> [Your task]: For the data below, report the number of lines that contain the string "CollectionView" and nothing else.

> [Provided data]:
-- Opening Marker --
PR #4414, opened 2018-11-15
[iOS, Android] Implement Snap alignment for CollectionView

hartez:
### Description of Change ###

Add handling of `SnapPointsAlignment` (`Start`, `Center`, and `End`) and `SnapPointsType` (`None`, `Mandatory`, and `MandatorySingle`) to the CollectionView on the iOS platform.

This also implements the missing `End`/`MandatorySingle` combination on Android.

### API Changes ###

 None

### Platforms Affected ### 

- iOS

None

Not applicable

### Testing Procedure ###

Run Control Gallery, navigate to CollectionView Gallery -> Snap Points Galleries and run the examples there.

### PR Checklist ###

- [ ] Has automated tests 

### DIFF
--- a/Xamarin.Forms.Platform.iOS/CollectionView/ItemsViewLayout.cs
-- Closing Marker --
> [Output for this task]: 4